The import of some 500,000 tonnes of sugar will be high on the agenda as Pakistani and Indian officials hold discussions in Islamabad on Tuesday on bilateral trade across the Wagah land border.
The Pakistani government has decided on the imports to obviate any shortages during November when general elections are likely, The News said on Monday.
Salman Shah, the prime minister's advisor on finance, will lead the Pakistani delegation at the talks. The team will include the secretaries of the commerce, industries and food and agriculture ministries besides the special secretary in the finance ministry.
"Indian sugar may be allowed through Wagah border to meet domestic demand beyond November this year," a senior official told the newspaper.
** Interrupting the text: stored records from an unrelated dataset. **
PR #128, opened 2024-06-06
Added custom metric for ads.js

Yash-Vekaria:
Fixes/improves **ads.js**

Following changes are made:
1. Added extraction of count of confidential entries assoicated with each sellers.json file.
2. Handled crawling of sellers.json hosted on non-standard paths but connected via redirections.
3. Fixed blank sellers object in the output JSON by handling cases where domains or seller_type fields are absent.
4. Included collection of ad exchange and publisher domains for BQ analysis.
  
Testing was done on WPT Test for the following website and it worked fine. The changes were reviewed in this PR: [#118](https://github.com/HTTPArchive/custom-metrics/pull/118) 

---
**Test websites**:

- https://www.facebook.com
- https://www.amazon.com
- https://www.media.net

### DIFF
--- a/dist/ads.js
+++ b/dist/ads.js
@@ -6,9 +6,15 @@ const SELLER_TYPES = ['publisher', 'intermediary', 'both'];
 const isPresent = (response, endings) => response.ok && endings.some(ending => response.url.endsWith(ending));
 
 const fetchAndParse = async (url, parser) => {
+  const timeout = 5000;
+  /*
+  Google's sellers.json size is 120Mb as of May 2024 - too big for custom metrics.
+  It's available at realtimebidding.google.com/sellers.json, so not part of crawled pages list.
+  More details: https://support.google.com/authorizedbuyers/answer/9895942
+  */
   const controller = new AbortController();
   const { signal } = controller;
-  setTimeout(() => controller.abort(), 5000);
+  setTimeout(() => controller.abort(), timeout);
 
   try {
     const response = await fetch(url, { signal });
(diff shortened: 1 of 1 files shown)


dist/ads.js
```diff
@@ -84,9 +90,9 @@ const parseAdsTxt = async (response) => {
     // Count unique and remove domain Sets for now
     for (let accountType of Object.values(result.account_types)) {
       accountType.domain_count = accountType.domains.size;
-      delete accountType.domains // Keeping a list of domains may be valuable for further research, e.g. accountType.domains = [...accountType.domains];
+      accountType.domains = Array.from(accountType.domains); // delete accountType.domains
```
tunetheweb, line 93: @max-ostapenko why did you delete this before despite saying it might be valuable? Is it OK to add them back in?

max-ostapenko: @tunetheweb It adds quite some data, so I expected to bring it as a second step.
And now we have a clear use case for this data in WebAlmanac - exploring ads supply  transparency and transparency.

tunetheweb: Hmmm I see what you mean. That is quite a bit of data. WDYT @rviscomi ?

rviscomi: If the data is useful, LGTM. I'd imagine this only affects a fraction of sites in the dataset, but let's run it for one month and roll it back if we see it significantly affects the size of the crawl.

tunetheweb (approved):
LGTM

Pakistan's existing sugar stock stands at 1.4 million tonnes, which can meet the domestic demand till November. Beyond November, imports would be required to avoid shortages, the official maintained.
He estimated that India had two million tonnes of surplus sugar that can easily meet Pakistan's demand of 500,000 tonnes.
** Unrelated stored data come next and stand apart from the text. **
PR #129, opened 2024-06-06
Adding Privacy Sandbox APIs

Yash-Vekaria:
Implemented capturing the following Privacy Sandbox APIs:
1.  Attribution Reporting API
2. Federated Credentials Manager API
3. Fenced Frames API
4. FLoC API
5. Protected Audience API
6. Private Aggregation API
7. Private State Tokens API
8. Shared Storage API
9. Storage Access API
10. Topics API
11. User Client Hints API

---
**Test websites**:

- https://www.operafootball.com/
- https://floc.glitch.me/
- https://pets-animals-pets-cats.glitch.me/
- https://tennis-tennis.glitch.me/
- https://protected-audience-demo.web.app/
- https://protected-audience-demo-advertiser.web.app/
- https://protected-audience-demo-publisher.web.app/
- https://fedcm-rp-demo.glitch.me/
- https://fedcm-idp-demo.glitch.me/
- https://private-state-token-redeemer.glitch.me/
- https://private-state-token-issuer.glitch.me/
- https://user-agent-client-hints.glitch.me/
- https://shared-storage-demo.web.app/
- https://www.example.com/


dist/privacy-sandbox.js
```diff
@@ -0,0 +1,402 @@
...
+     **************************************************************************/
+
+    //Todo
+
+    /***************************************************************************
+     * FLoC (deprecated - are some still calling it?))
+     * Documentation: https://web.dev/articles/floc
+     * Test site: https://floc.glitch.me/
+     **************************************************************************/
+    if (checkResponseBody(request, 'document.interestCohort')) {
```
max-ostapenko, line 238: @yohhaan [Implemented currently](https://github.com/HTTPArchive/custom-metrics/blob/fc9f4f4f7cf7220164c556216b2cf067631887ed/dist/privacy.js#L178). But planned for deprecation in [this PR](https://github.com/HTTPArchive/custom-metrics/pull/117).
Do you want to leave it moving forward, or historical data is enough?

tunetheweb:
@Yash-Vekaria @max-ostapenko what's the latest on this PR as need to merge it today if we want it included in the Web Almanac 2024.

Yash-Vekaria:
> @Yash-Vekaria @max-ostapenko what's the latest on this PR as need to merge it today if we want it included in the Web Almanac 2024.

@tunetheweb Topics API is ready to merge. Protected Audience API and Attribution APIs have been correctly implemented but I don't have a good example that simulates all the cases, so partial response was recorded on the current test website. I'll let @yohhaan comment if he plans to incorporate any other APIs. @max-ostapenko informed me that he shall be taking a look at the code later today to finalize these APIs and perhaps remove stale code to make the PR ready to merge.

max-ostapenko:
@tunetheweb let's merge it.
I'll make my PR on top of main then

yohhaan:
Hi,
I am modifying at the moment the Topics API implementation (some errors in the current one), I will push shortly and add more details about the rest.

dist/privacy-sandbox.js
yohhaan: Even though the API is deprecated it could be nice to leave the detection on to see if code not up to date is still calling it.

yohhaan:
Can we add the following test sites to this PR for unit tests (I am still checking if header detection is working as expected)?
- https://floc.glitch.me/   (FLoC)
- https://pets-animals-pets-cats.glitch.me/  (Topics)
- https://tennis-tennis.glitch.me/   (Topics)
- https://protected-audience-demo.web.app/ (Protected Audience)
- https://protected-audience-demo-advertiser.web.app/ (Protected Audience)
- https://protected-audience-demo-publisher.web.app/ (Protected Audience)
 
 Also, I am not sure the async check for the attestation is working/returning

dist/privacy-sandbox.js
max-ostapenko: @yohhaan Do you want to keep page level metric as it was implemented in privacy.js for 2024 analysis?

yohhaan: You can deprecate the page level metric, and we can just keep the detection in privacy-sandbox.js

dist/privacy-sandbox.js
```diff
@@ -0,0 +1,502 @@
...
+ *
+ * Required command line flags: --enable-features=BrowsingTopics,InterestGroupStorage,PrivacySandboxAdsAPIsOverride
+ *
+ * Documentation Permissions Policy: https://developers.google.com/privacy-sandbox/relevance/setup/web/permissions-policy
+*/
+
+let requests = $WPT_BODIES;
+
+let result = { // alphabetical order for organization
+  apiCallersAttestation: {}, // object {origin (string): true/false} Note: true does not especially mean that attestation file is valid (need to check if JSON, compliant with JSON schema, etc.)
```
tunetheweb, line 20:
```suggestion
  apiCallersAttestation: {}, // object {domain (string): true/false} Note: true does not especially mean that attestation file is valid (need to check if JSON, compliant with JSON schema, etc.)
```

dist/privacy-sandbox.js
```diff
@@ -0,0 +1,502 @@
...
+ * @function apiCallerAdd
+ * Add provided caller API origin to results if not already present
+ *
+ * @param {string} origin - API caller origin
+ */
+function apiCallerAdd(origin) {
+  if (!(origin in result.apiCallersAttestation)) {
+    result.apiCallersAttestation[origin] = null;
+  }
+}
```
tunetheweb, line 168:
```suggestion
 * Add provided caller API domain to results if not already present
 *
 * @param {string} domain - API caller domain
 */
function apiCallerAdd(domain) {
  if (!(domain in result.apiCallersAttestation)) {
    result.apiCallersAttestation[domain] = null;
  }
}
```

dist/privacy-sandbox.js
```diff
@@ -0,0 +1,502 @@
...
+ * they call 1 API they are likely to call others too and so have that file published)
+ *
+ * @param {string} origin - API caller origin
+ */
+async function fetchAttestations() {
+  for (const [origin, _] of Object.entries(result.apiCallersAttestation)) {
+    const attestation = fetchAndCheckResponse(`${'https://' + origin}/.well-known/privacy-sandbox-attestations.json`);
+    result.apiCallersAttestation[origin] = attestation;
+  }
+}
```
tunetheweb, line 188:
```suggestion
 * Attestation is supposed to be under same https://domain than API caller, no redirect
 * https://github.com/privacysandbox/attestation
 * only required for attribution reporting, topics, protected audience, shared
 * storage, and private aggregation APIs so far
 * we check anyway if response returned for any caller of any API we detect (if
 * they call 1 API they are likely to call others too and so have that file published)
 *
 * @param {string} domain - API caller domain
 */
async function fetchAttestations() {
  for (const [domain, _] of Object.entries(result.apiCallersAttestation)) {
    const attestation = fetchAndCheckResponse(`${'https://' + domain}/.well-known/privacy-sandbox-attestations.json`);
    result.apiCallersAttestation[domain] = attestation;
  }
}
```

dist/privacy-sandbox.js
```diff
@@ -0,0 +1,502 @@
...
+      // [XHR] '{deprecatedBrowsingTopics: true}' (to be deprecated)
+      if (respHeaders.has('observe-browsing-topics') && respHeaders.get('observe-browsing-topics') === "?1") {
+        // [response header] 'Observe-Browsing-Topics: ?1' to include page in topics calculation
+        result['topicsAPI']['browsingTopicsJs'].push({ "origin": requestDomain, "skipObservation": false });
+        apiCallerAdd(requestDomain);
+      } else {
+        result['topicsAPI']['browsingTopicsJs'].push({ "origin": requestDomain, "skipObservation": true });
+        apiCallerAdd(requestDomain);
+      }
+    }
```
tunetheweb, line 461:
```suggestion
    if (checkResponseBody(request, 'document.browsingTopics\(\s*\)')) {
      // [javascript] 'document.browsingTopics()'
      result['topicsAPI']['browsingTopicsJs'].push({ "domain": requestDomain, "skipObservation": false });
      apiCallerAdd(requestDomain);
    }
    if (checkResponseBody(request, 'document.browsingTopics\(\s*\{\s*skipObservation\s*:\s*true\s*\}\s*\)')) {
      // [javascript] 'document.browsingTopics({skipObservation:true})'
      result['topicsAPI']['browsingTopicsJs'].push({ "domain": requestDomain, "skipObservation": true });
      apiCallerAdd(requestDomain);
    }
    if (checkResponseBody(request, '\{\s*browsingTopics\s*:\s*true\s*\}') || checkResponseBody(request, '\{\s*deprecatedBrowsingTopics\s*:\s*true\s*\}')) {
      // [fetch] '{browsingTopics: true}'
      // [XHR] '{deprecatedBrowsingTopics: true}' (to be deprecated)
      if (respHeaders.has('observe-browsing-topics') && respHeaders.get('observe-browsing-topics') === "?1") {
        // [response header] 'Observe-Browsing-Topics: ?1' to include page in topics calculation
        result['topicsAPI']['browsingTopicsJs'].push({ "domain": requestDomain, "skipObservation": false });
        apiCallerAdd(requestDomain);
      } else {
        result['topicsAPI']['browsingTopicsJs'].push({ "domain": requestDomain, "skipObservation": true });
        apiCallerAdd(requestDomain);
      }
    }
```

dist/privacy-sandbox.js
```diff
@@ -0,0 +1,502 @@
...
+      // [request header] 'Sec-Browsing-Topics: true'
+      if (respHeaders.has('observe-browsing-topics') && respHeaders.get('observe-browsing-topics') === "?1") {
+        // [response header] 'Observe-Browsing-Topics: ?1' to include page in topics calculation
+        result['topicsAPI']['browsingTopicsHeader'].push({ "origin": requestDomain, "skipObservation": false });
+        apiCallerAdd(requestDomain);
+      } else {
+        result['topicsAPI']['browsingTopicsHeader'].push({ "origin": requestDomain, "skipObservation": true });
+        apiCallerAdd(requestDomain);
+      }
+    }
```
tunetheweb, line 473:
```suggestion
    if (reqHeaders.has('sec-browsing-topics')) {
      // [request header] 'Sec-Browsing-Topics: true'
      if (respHeaders.has('observe-browsing-topics') && respHeaders.get('observe-browsing-topics') === "?1") {
        // [response header] 'Observe-Browsing-Topics: ?1' to include page in topics calculation
        result['topicsAPI']['browsingTopicsHeader'].push({ "domain": requestDomain, "skipObservation": false });
        apiCallerAdd(requestDomain);
      } else {
        result['topicsAPI']['browsingTopicsHeader'].push({ "domain": requestDomain, "skipObservation": true });
        apiCallerAdd(requestDomain);
      }
    }
```

dist/privacy-sandbox.js
```diff
@@ -0,0 +1,502 @@
...
+
+    if (checkResponseBody(request, 'document.requestStorageAccess\(')) {
+      // [javascript] document.requestStorageAccess(types: optional)
+      result['relatedWebsiteSet']['requestStorageAccess'].push(requestDomain);
+      apiCallerAdd(requestDomain);
+    }
+
+    if (checkResponseBody(request, 'document.requestStorageAccessFor\(')) {
+      // [javascript] document.requestStorageAccessFor(requestedOrigin)
+      result['relatedWebsiteSet']['requestStorageAccessFor'].push(requestDomain);
```
tunetheweb, line 371: Is this origin or domain?

tunetheweb (changes requested):
There's a lot of confusion of origins and domains in this. Suggested some clean ups.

"The ECC (economic coordination committee of the cabinet) has authorised the (Pakistani delegation) to take a decision on import of sugar. It wants a decision to be taken as early as possible to ensure a buffer stock, which will discourage an increase in the prices of the commodity in the near future," the official added.
Many traders are campaigning against Indian sugar, saying it is injurious to health.
If that were so, the official countered, how were millions of Indians consuming the same product.
"As sugar politics is a commonly known phenomenon in Pakistan, the ruling coalition cannot afford shortages during (the election) period," the newspaper quoted an unnamed official as saying.